Task to carry out: Give back, word for word, the line that contains "the message prop?" and every line that follows it in the data below.

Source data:
((

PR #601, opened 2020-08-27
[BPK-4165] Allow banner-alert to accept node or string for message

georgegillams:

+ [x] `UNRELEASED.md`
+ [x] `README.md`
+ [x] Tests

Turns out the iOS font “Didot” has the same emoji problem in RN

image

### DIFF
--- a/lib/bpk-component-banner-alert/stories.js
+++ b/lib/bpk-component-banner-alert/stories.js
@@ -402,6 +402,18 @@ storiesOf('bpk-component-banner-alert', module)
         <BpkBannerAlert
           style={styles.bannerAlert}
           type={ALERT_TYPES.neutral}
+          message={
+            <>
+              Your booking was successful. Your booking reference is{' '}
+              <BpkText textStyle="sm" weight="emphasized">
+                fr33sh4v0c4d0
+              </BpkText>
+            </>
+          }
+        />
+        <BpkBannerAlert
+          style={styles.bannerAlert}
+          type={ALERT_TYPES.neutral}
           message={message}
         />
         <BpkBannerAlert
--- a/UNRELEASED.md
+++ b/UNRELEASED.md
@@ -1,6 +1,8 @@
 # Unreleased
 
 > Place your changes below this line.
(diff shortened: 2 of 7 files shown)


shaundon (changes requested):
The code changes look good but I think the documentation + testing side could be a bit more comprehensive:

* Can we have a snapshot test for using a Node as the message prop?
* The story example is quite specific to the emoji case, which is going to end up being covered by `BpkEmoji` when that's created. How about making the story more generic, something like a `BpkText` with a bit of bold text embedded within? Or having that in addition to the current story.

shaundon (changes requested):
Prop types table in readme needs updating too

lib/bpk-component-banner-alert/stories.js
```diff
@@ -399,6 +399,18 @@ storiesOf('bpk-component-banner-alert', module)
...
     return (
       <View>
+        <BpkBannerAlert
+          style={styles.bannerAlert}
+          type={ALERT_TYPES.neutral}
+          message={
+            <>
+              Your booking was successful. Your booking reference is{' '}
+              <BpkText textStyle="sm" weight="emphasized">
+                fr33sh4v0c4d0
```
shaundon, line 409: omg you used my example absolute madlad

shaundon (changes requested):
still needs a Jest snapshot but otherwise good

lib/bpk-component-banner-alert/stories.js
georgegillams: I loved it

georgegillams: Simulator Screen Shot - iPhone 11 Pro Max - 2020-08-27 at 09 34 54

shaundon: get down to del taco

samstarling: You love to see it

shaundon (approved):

))

Exercise response:
* Can we have a snapshot test for using a Node as the message prop?
* The story example is quite specific to the emoji case, which is going to end up being covered by `BpkEmoji` when that's created. How about making the story more generic, something like a `BpkText` with a bit of bold text embedded within? Or having that in addition to the current story.

shaundon (changes requested):
Prop types table in readme needs updating too

lib/bpk-component-banner-alert/stories.js
```diff
@@ -399,6 +399,18 @@ storiesOf('bpk-component-banner-alert', module)
...
     return (
       <View>
+        <BpkBannerAlert
+          style={styles.bannerAlert}
+          type={ALERT_TYPES.neutral}
+          message={
+            <>
+              Your booking was successful. Your booking reference is{' '}
+              <BpkText textStyle="sm" weight="emphasized">
+                fr33sh4v0c4d0
```
shaundon, line 409: omg you used my example absolute madlad

shaundon (changes requested):
still needs a Jest snapshot but otherwise good

lib/bpk-component-banner-alert/stories.js
georgegillams: I loved it

georgegillams: Simulator Screen Shot - iPhone 11 Pro Max - 2020-08-27 at 09 34 54

shaundon: get down to del taco

samstarling: You love to see it

shaundon (approved):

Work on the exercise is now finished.